SUPPLIED MATERIAL: Begin

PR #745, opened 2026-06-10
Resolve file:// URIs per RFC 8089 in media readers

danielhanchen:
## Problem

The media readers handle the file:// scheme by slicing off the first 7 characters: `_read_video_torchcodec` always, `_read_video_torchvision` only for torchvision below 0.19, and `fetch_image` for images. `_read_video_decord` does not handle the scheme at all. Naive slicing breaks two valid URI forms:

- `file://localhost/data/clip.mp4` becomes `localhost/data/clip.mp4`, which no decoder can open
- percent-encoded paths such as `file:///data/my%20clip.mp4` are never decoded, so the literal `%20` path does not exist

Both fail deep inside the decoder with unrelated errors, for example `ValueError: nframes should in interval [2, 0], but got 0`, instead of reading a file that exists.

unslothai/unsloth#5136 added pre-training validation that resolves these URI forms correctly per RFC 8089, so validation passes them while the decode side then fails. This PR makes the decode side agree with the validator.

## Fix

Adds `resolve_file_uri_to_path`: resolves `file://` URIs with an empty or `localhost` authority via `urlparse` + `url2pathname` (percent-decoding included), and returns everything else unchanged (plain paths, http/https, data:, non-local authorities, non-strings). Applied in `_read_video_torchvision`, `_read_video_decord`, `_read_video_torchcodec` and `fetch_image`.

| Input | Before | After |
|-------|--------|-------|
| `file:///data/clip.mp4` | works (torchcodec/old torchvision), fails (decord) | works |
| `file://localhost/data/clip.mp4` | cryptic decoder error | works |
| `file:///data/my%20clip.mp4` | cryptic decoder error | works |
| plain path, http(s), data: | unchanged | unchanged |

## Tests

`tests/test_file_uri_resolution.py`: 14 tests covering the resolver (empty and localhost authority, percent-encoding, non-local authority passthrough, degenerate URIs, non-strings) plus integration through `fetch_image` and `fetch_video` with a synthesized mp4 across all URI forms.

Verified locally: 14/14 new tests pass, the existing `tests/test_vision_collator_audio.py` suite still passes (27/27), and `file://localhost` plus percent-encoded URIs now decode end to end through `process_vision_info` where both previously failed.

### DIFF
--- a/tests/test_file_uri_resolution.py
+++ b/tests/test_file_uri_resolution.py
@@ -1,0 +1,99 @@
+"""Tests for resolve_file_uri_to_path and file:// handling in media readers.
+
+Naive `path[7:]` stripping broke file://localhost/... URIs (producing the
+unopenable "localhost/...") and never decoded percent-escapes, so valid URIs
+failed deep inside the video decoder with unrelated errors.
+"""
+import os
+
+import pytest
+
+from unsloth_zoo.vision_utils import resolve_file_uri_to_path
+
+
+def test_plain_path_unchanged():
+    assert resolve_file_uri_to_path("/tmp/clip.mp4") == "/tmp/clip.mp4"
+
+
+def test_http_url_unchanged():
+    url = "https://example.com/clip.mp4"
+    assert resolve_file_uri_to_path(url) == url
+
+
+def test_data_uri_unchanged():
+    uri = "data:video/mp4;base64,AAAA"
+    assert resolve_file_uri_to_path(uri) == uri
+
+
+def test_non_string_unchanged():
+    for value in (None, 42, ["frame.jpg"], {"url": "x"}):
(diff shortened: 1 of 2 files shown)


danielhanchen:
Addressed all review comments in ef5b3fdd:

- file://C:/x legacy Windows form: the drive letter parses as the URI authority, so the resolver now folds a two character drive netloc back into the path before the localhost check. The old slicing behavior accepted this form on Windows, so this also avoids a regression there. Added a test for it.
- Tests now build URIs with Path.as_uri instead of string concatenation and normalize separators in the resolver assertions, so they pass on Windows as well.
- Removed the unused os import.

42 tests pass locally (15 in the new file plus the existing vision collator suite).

SUPPLIED MATERIAL: End
SUPPLIED MATERIAL: Begin

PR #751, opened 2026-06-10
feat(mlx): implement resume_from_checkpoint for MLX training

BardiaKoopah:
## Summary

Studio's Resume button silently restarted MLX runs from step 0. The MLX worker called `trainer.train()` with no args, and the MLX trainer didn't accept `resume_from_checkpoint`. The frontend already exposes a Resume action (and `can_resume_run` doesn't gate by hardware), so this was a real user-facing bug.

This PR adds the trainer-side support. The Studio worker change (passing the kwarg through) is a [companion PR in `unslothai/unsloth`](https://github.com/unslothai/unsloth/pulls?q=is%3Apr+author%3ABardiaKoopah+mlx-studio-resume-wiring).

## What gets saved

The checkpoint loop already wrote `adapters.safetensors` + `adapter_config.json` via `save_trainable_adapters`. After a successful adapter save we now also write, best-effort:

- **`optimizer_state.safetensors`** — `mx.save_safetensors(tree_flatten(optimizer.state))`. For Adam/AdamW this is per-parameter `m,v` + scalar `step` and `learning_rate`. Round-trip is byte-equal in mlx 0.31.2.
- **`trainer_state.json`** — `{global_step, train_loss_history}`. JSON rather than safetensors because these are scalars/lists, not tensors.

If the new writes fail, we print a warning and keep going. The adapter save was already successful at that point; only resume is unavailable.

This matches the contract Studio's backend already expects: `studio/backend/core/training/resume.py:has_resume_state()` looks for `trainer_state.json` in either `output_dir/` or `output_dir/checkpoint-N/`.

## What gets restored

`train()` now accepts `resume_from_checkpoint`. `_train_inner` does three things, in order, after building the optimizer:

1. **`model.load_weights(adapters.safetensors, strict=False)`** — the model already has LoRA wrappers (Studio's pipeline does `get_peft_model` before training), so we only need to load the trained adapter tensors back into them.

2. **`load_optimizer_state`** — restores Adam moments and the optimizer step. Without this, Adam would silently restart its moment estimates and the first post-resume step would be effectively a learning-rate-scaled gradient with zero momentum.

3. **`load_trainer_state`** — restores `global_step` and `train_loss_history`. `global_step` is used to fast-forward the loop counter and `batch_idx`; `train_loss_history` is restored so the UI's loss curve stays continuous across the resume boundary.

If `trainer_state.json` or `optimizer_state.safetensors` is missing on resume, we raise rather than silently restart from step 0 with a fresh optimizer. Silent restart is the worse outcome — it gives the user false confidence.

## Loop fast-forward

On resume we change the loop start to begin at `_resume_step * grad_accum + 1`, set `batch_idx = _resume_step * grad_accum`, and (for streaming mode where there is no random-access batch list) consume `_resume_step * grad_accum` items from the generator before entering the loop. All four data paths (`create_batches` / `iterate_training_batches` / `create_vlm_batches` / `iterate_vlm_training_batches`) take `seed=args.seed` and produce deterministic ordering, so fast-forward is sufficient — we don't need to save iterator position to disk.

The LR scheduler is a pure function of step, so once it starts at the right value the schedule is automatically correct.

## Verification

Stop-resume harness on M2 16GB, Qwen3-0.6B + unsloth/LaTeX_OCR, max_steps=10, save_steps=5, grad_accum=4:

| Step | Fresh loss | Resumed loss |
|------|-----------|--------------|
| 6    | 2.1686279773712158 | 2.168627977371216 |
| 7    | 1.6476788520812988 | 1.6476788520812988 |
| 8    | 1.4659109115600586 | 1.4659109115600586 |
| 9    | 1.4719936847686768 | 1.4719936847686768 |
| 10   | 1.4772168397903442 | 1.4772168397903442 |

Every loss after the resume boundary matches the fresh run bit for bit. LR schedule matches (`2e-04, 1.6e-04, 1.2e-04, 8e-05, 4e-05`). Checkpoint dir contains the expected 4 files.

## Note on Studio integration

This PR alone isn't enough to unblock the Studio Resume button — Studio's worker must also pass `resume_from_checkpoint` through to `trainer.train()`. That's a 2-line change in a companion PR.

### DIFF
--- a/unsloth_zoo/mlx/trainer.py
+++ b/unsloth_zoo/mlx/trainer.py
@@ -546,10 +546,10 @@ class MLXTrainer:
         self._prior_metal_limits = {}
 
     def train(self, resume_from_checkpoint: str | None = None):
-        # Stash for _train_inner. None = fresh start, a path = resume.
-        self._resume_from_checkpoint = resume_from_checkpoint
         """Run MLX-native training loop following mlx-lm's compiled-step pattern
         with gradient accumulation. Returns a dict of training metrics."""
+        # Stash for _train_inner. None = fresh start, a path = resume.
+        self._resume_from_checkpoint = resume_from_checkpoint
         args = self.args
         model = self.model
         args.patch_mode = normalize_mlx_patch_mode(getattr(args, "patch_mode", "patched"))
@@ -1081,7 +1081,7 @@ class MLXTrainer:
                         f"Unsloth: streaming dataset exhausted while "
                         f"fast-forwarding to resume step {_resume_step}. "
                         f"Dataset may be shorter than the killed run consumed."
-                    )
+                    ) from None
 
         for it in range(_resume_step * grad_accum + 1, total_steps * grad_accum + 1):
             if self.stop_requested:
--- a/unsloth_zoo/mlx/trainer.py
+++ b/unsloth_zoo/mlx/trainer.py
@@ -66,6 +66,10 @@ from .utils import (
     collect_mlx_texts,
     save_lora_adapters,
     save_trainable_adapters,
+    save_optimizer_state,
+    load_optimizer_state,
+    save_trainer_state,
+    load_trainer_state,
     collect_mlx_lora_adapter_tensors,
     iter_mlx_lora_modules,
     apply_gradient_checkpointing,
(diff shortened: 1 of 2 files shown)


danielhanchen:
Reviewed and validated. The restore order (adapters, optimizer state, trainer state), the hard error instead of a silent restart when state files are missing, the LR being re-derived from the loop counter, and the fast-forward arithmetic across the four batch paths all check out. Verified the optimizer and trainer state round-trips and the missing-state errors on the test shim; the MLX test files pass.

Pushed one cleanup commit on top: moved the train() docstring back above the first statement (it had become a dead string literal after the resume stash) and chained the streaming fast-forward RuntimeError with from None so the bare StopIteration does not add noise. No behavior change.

SUPPLIED MATERIAL: End

▶ TASK TO COMPLETE
Give back exactly the lines above starting at the line where "args = self.args" appears and ending at the line where "to resume step" appears, both included, with no other lines.

▶ OUTPUT FOR THIS EXERCISE
         args = self.args
         model = self.model
         args.patch_mode = normalize_mlx_patch_mode(getattr(args, "patch_mode", "patched"))
@@ -1081,7 +1081,7 @@ class MLXTrainer:
                         f"Unsloth: streaming dataset exhausted while "
                         f"fast-forwarding to resume step {_resume_step}. "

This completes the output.